Stored data:
▬▬▬▬▬▬▬▬▬▬

PR #3339, opened 2023-03-30
Separate restoring schema and tables

Michal-Leszczynski:
This PR separates workflow of restoring schema and tables. The main differences are:
- restoring tables requires altering ggs which is forbidden on schema tables
- restoring schema duplicates data across all nodes in order to simulate repair
- restoring schema cannot be resumed and monitoring of its progress is rather weak
- restoring schema does not show data duplication on metrics and progress

Even though it might look like a regression, restoring schema should have much bigger success ratio with those changes.

Sorry for such a big commit, but those changes couldn't really be divided because of all the refactor that needed to be done at once.

### DIFF
--- a/pkg/service/backup/service_backup_restore_integration_test.go
+++ b/pkg/service/backup/service_backup_restore_integration_test.go
@@ -402,6 +402,12 @@ func smokeRestore(t *testing.T, target RestoreTarget, keyspace string, loadCnt, 
 
 	target.SnapshotTag = srcH.simpleBackup(target.Location[0], keyspace)
 
+	pr, err := srcH.service.GetProgress(context.Background(), srcH.clusterID, srcH.taskID, srcH.runID)
+	if err != nil {
+		srcH.t.Fatal(err)
+	}
+	Printf("And: backup progress: %+#v\n", pr)
+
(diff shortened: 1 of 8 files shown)


pkg/service/backup/service_backup_restore_integration_test.go
```diff
@@ -736,6 +742,34 @@ func TestRestoreTablesVersionedIntegration(t *testing.T) {
 	restoreWithVersions(t, target, testKeyspace, testLoadCnt, testLoadSize, corruptCnt)
 }
 
+func TestRestoreSchemaVersionedIntegration(t *testing.T) {
```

▬▬▬▬▬▬▬▬▬▬

### ACTIVITY
Give every entry back exactly as it was written above.

### RESPONSE TO THIS TASK
PR #3339, opened 2023-03-30
Separate restoring schema and tables

Michal-Leszczynski:
This PR separates workflow of restoring schema and tables. The main differences are:
- restoring tables requires altering ggs which is forbidden on schema tables
- restoring schema duplicates data across all nodes in order to simulate repair
- restoring schema cannot be resumed and monitoring of its progress is rather weak
- restoring schema does not show data duplication on metrics and progress

Even though it might look like a regression, restoring schema should have much bigger success ratio with those changes.

Sorry for such a big commit, but those changes couldn't really be divided because of all the refactor that needed to be done at once.

### DIFF
--- a/pkg/service/backup/service_backup_restore_integration_test.go
+++ b/pkg/service/backup/service_backup_restore_integration_test.go
@@ -402,6 +402,12 @@ func smokeRestore(t *testing.T, target RestoreTarget, keyspace string, loadCnt, 
 
 	target.SnapshotTag = srcH.simpleBackup(target.Location[0], keyspace)
 
+	pr, err := srcH.service.GetProgress(context.Background(), srcH.clusterID, srcH.taskID, srcH.runID)
+	if err != nil {
+		srcH.t.Fatal(err)
+	}
+	Printf("And: backup progress: %+#v\n", pr)
+
(diff shortened: 1 of 8 files shown)


pkg/service/backup/service_backup_restore_integration_test.go
```diff
@@ -736,6 +742,34 @@ func TestRestoreTablesVersionedIntegration(t *testing.T) {
 	restoreWithVersions(t, target, testKeyspace, testLoadCnt, testLoadSize, corruptCnt)
 }
 
+func TestRestoreSchemaVersionedIntegration(t *testing.T) {
```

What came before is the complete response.